RECORD EXTRACTS:
PR #99, opened 2025-04-01
Reciprocal radius

mirandadam:
This code adds the "reciprocal_radius" optimization variable so that the optimizers can use a continuous transition from a positive curvature surface to a negative curvature surface. No new attributes are created on the surfaces themselves.

A simple test case and an example are added.

This still does not work well on surfaces where the radius is set at exactly +infinity or -infinity, and I have no idea on proper "scaling values", so the code requires review. Also I do not have clarity whether this approach is the best one to make optimization continuous in near-flat surfaces - it works, but there may be a better way.

This pull request is proposed mostly as a suggestion, as this feature is useful to me.

### DIFF
--- a/docs/api/api_optimization.rst
+++ b/docs/api/api_optimization.rst
@@ -1,9 +1,9 @@
 Optimization
 ============
 
-This section covers the optimization functionality of the Optiland package. The optimization module 
-provides a set of tools for optimizing optical systems. It includes a variety of optimization algorithms, 
-such as gradient-based and evolutionary algorithms, as well as tools for defining optimization variables 
+This section covers the optimization functionality of the Optiland package. The optimization module
+provides a set of tools for optimizing optical systems. It includes a variety of optimization algorithms,
+such as gradient-based and evolutionary algorithms, as well as tools for defining optimization variables
 and objectives.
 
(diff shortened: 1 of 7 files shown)


mirandadam:
Ok, I got your CI feedback. I will fix the PR as soon as possible.

HarrisonKramer:
Hi @mirandadam,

TASK DESCRIPTION:
The answer must consist of every line from the entries above that contains the string "defining".

TASK SOLUTION:
-such as gradient-based and evolutionary algorithms, as well as tools for defining optimization variables 
+such as gradient-based and evolutionary algorithms, as well as tools for defining optimization variables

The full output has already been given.